My friend who's a business owner and excellent credit got approved but no funds....the money is dried up. Unless they add some more money to the fund, think it's a wrap.


----------



## MoneyTrain83 (Jun 23, 2020)

Was also denied for the loan, but received $1,000 yesterday I'm assuming is the grant.


----------



## SHalester (Aug 25, 2019)

I received the $1k today, but no email or other notice about anything else. Odd. Thousand appeared like from the heavens. guess they mention the loan later by some method?


----------



## Wolfgang Faust (Aug 2, 2018)

I think you must have an LLC and good credit. I applied end of March and received funds several weeks ago.


----------



## Tony73 (Oct 12, 2016)

Drivers shouldn’t be applying for this small business loan to begin with. You get UI/PUA
this loan got so many strings attached, misusing it could lend you in jail.


----------



## MoneyTrain83 (Jun 23, 2020)

I got an email about 2 weeks ago wanting me to create a password for the website and verify my information.

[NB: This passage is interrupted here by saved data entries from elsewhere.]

PR #3752, opened 2017-10-30
Cpx SV PR series, part-6: Update prototyping SV discovery manager tool

SHuang-Broad:
As more and more branches are cleaned up, trunk needs to be updated.

This reflects updates to the tree described in #2703


src/test/java/org/broadinstitute/hellbender/tools/spark/sv/discovery/ChimericAlignmentUnitTest.java
```diff
@@ -7,8 +7,6 @@
 import htsjdk.samtools.SAMRecord;
```
magicDGS: This files might have conflicts after https://github.com/broadinstitute/gatk/pull/3475

SHuang-Broad: Yep. Thanks for pointing out.
I do plan to go over the SV tests when I have spare time over the weekend, and update them as appropriate.
Maybe I'll even name you as the reviewer/victim :smirk:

When I did that I said it was Processing my loan request. 3 days later I checked the website it said I was denied, but would receive the advance. Didn't fully read the denial letter at the time so I didn't see that they were still sending the advance even though the loan got denied so seeing a random 1k in my account was a surprise. As I understand it though it was supposed to be 10k for people but the SBA changed the wording of the Cares Act to say up to 10k depending on number of employees. 1 employee 1k, 2 employees 2k, etc
.... I have me and 1 person working for me, when it asked how many employees I put 1, figuring that I was already figured into it so didn't need to put 2. You can submit an appeal! Being a disabled Vet I know how the Gov't will always find a way to screw you. And nothing is ever really free, surprised they didn't asked for the right hand of my future unborn child. (Joke) Good Luck!


----------



## Roadmasta (Aug 4, 2017)

I applied June 15th and got $1,000 by the 19th. No email or anything just the deposit from sba.


----------



## Daisey77 (Jan 13, 2016)

I applied. $1,000 showed up in my account. Then I got an email saying I was denied due to unverifiable information. My $1,000 showed up before I was denied. Since your timeline of events is a little different than mine I can't really answer your question but it's possible. You could still get it but it's definitely not guaranteed


----------



## NauticalWheeler (Jun 15, 2019)

Daisey77 said:


> I applied. $1,000 showed up in my account. Then I got an email saying I was denied due to unverifiable information. My $1,000 showed up before I was denied. Since your timeline of events is a little different than mine I can't really answer your question but it's possible. You could still get it but it's definitely not guaranteed


I applied Wednesday 6/24, hope it wasn't too late


----------



## Stef890 (Jan 10, 2019)

MoneyTrain83 said:


> Was also denied for the loan, but received $1,000 yesterday I'm assuming is the grant.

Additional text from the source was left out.